UI threads or RenderThreads are not expected to run when there is a part of the framework. For example, the UI thread blocks while the RenderThread’s syncFrameState is running and the bitmap is being uploaded — this is because the RenderThread can safely copy the data used by the UI thread. As another example, RenderThread can be blocked when using IPC: fetching buffers at the beginning of a frame, querying information from them, or passing buffers back to the synthesizer via eglSwapBuffers.

There are often long pauses in the execution of your application, which are made possible by the interprocess communication (IPC) mechanism on Android. In recent versions of Android, this is one of the most common reasons UI threads stop running. In general, fixes are made to avoid calling functions to binder; If this is unavoidable, you should cache the value or move the work to the background thread. As the code base gets bigger, it’s easy to accidentally add a binder call by calling low-level methods if you’re not careful, but it’s also easy to use tracing to find and fix them.

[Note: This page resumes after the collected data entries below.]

PR #1039, opened 2022-03-31
Feature: adds HTTP provisioner webhook endpoint

paullatzelsperger:
## What this PR changes/adds

Adds a webhook for the external system to call back into during an HTTP provisioning sequence.

## Why it does that

The HTTP provisioner calls out to an external system via HTTP and includes the callback URL to that request. After the external system has finished, it needs a webhook endpoint with which the EDC runtime can be informed about the completion.

## Further notes

- the `apiToken` property on the webhook's request body is opaque
- the webhook's URL is provided by the `HttpProvisionerWebhookUrl` service, that can be `@Inject`-ed
- the `SimpleSecretToken` is now located directly in the HTTP provisioner package, but since that is a pretty generic object, we may want to move it into a more general package if needed.
- Much of the changeset is caused by refactoring the package structure.

## Checklist

### DIFF
--- a/CHANGELOG.md
+++ b/CHANGELOG.md
@@ -47,6 +47,7 @@ the detailed section referring to by linking pull requests or issues.
 * Support for HTTP-based provisioning (#963)
 * Let Control Plane delegate data transfer to Data Plane (#988)
 * CosmosDb based `PolicyStore` (#826)
+* Http Provisioner Webhook endpoint (#1039)
 
 #### Changed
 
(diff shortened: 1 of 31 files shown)


paullatzelsperger:
@MoritzKeppler adding you because C-X backend services will have to use this webhook.

paullatzelsperger:
Seems like the CI build fails with a compile error. I don't have this error locally, will need to investigate.

jimmarino (approved):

If you have a bound transaction, you can use the following ADB command to capture its call stack:

Sometimes harmless surface calls like getRefreshRate () can trigger bound transactions and cause serious problems when called frequently. Regular tracking can help you find and resolve these issues quickly.

If you don’t see the binding Activity but still don’t see your UI thread running, make sure you’re not waiting for a lock or other action from another thread. In general, UI threads should not wait for results from other threads – other threads should post messages to them.

Object allocation and garbage collection

Object allocation and garbage collection (GC) has been an issue since ART was introduced by default in Android 5.0, but it’s still possible to lighten your threading load with this extra work. It’s good practice to allocate for rare events that don’t happen more than once per second (such as a user clicking a button), but remember that each allocation costs something. If it is in a tight loop of frequent calls, consider avoiding allocation to lighten the load on the GC.

Systrace will tell you how often GC is running, and the Android Memory Profiler will show you where your allocations are coming from. If you can avoid allocation, especially in tight loops, you should have no problem.

On the latest versions of Android, GC usually runs on a background thread called HeapTaskDaemon. Note that large allocations can mean more CPU resources being spent on GC.

At this point, this has ended, if there is wrong place, welcome your suggestion and correction. Meanwhile, I look forward to your attention. Thank you for reading. Thank you!